Хотя вокруг Александра Александровича и группировались люди так называемой «партии Аничкова дворца», сторонники жесткой линии и враги всяческого попустительства, но они не столько находили опору в наследнике, сколько старались зарядить его своей бодростью, своими идеями… Наследник перенял от отца несамостоятельность характера, ибо чем больше человек колеблется, тем сильнее на него можно влиять.
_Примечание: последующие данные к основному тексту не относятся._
Issue #424, opened 2021-08-06
Rewrite BCn texture utilities


magcius:
* [ ] Rewrite software BCn texture utilities in Rust (for performance)
* [ ] Make utilities sRGB aware
* [ ] Make utilities optionally automatically use queryTextureFormatSupported
* [ ] Expand queryTextureFormatSupported to include w/h queries to see if we can use native hardware decoding

Jellonator:
https://github.com/Jellonator/noclip.website/tree/bcn
Finished first task. Moved deswizzle and BCn decompression to Rust. I managed to eek out a bit more performance by performing both in the same function.
My (admittedly not exactly rigorous) testing seems to show that it is about 40% faster than before.

Jellonator:
I made the texture loading bit async, dunno if you want to keep that or not. It's difficult to make it synchronous due to the way loading WASM works.

magcius:
Can you file a PR so I can review it?

magcius:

Кроме того, отношения с отцом были сложны и все более напрягались по мере того, как забирала власть (пока что над царем) княгиня Юрьевская.
И, однако, все сложности, неприязни и разномыслие меркли в этом году перед общей грозой и страшным для всех сверканием молнии: ужасными политическими убийствами. Жизнь непоправимо менялась. Страх становился такой же обыкновенностью Петербурга, как сырой климат. Нужно было привыкать. В апреле, после выстрела Соловьева, наследник записал в дневнике своим неряшливым почерком захудалого гимназиста: «Сегодня мне пришлось в первый раз выехать в коляске с конвоем! Не могу высказать, до чего это было грустно, тяжело и обидно! В нашем всегда мирном и тихом Петербурге ездить с казаками, как в военное время, просто ужасно, а нечего делать. Время положительно скверное, и если не взяться теперь серьезно и строго, то трудно будет поправить потом годами. Папа, слава богу, решился тоже ездить с конвоем ивыезжает, как и я, с урядником на козлах и двумя верховыми казаками сбоку».
Привыкали к страху, привыкали к конвойным казакам, а потом к самим покушениям. В ноябре наследник записал вовсе кратко и даже как-то меланхолично: «22 ноября. Вернулся папа из Ливадии, пробыв два дня в Москве, где опять было покушение на его жизнь и взорван был путь под поездом ж. д., но, к счастью, не его поезд, а шедший сзади второй поезд. Просто ужас, что за милое время!»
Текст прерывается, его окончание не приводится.